Glad you enjoyed the beers. I was worried as all of them were poured from a tap into dodgy coke bottles with a random hit of sugar to help hold the combination. 

The pils I didn't find that grassy, I actually missed it in the beer, but it's great you found it. I didn't use any Saaz, only 100% Hallertau Tradition which is know for a grassy flavour. Surprising how the bottle can change a beer.
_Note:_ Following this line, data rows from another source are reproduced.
PR #3079, opened 2019-11-06
Leveraging new batch and composite classes

wmathurin:


wmathurin:
With the last few commits, all MobileSync tests are passing again. Let's see if they do on CI...

wmathurin:
CI passed !

PR #3083, opened 2019-11-07
Set swift version in podspec.

brandonpage:


wmathurin:
Should we revert the change that added a swift version to the pure objective c template?

brandonpage:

Pitty about the skunking, but I don;t have brown bottles anymore.

The kilkevin was interesting and I enjoyed it. For a beer that was going to be a Kilkenny, then Guinness, and ended up with some random bits chucked together based on ideas I had at the time. This one was 24IBU and next time I would bump it up more, but the fuggles finish was nice and earthy as you mentioned. 

None of the beers would be award winners in my opinion with 2 of the 3 being first time brews, but that was what was on tap at the time, so a good enjoyable review for me to think about next time I do them.

QldKev


----------



## Pennywise (8/9/11)

Glad you enjoyed it Muggus, thanks for the feedback :icon_cheers:


----------



## Muggus (8/9/11)

TonyC said:


> Thanks for the feedback, i actually bottled that in March 11, not 2010.


Probably a typo on my behalf...would've been an amazingly well preserved 18month old beer!

I gotta say this has been a great journey for me, combined with the state comp, club meetings and caseswaps, the amount of homebrew i've been exposed to this year has been amazing...barely had the chance to try commercial beers! 
And on that note, I think alot of people should be really proud of the level at which their homebrew is at. The top beers i've tried amongst it all have really been standouts not just for homebrew, but amongst all beers i've come across. Its a testament to how good the brewers on AHB are, and goes to show how easy it is to make world class beer!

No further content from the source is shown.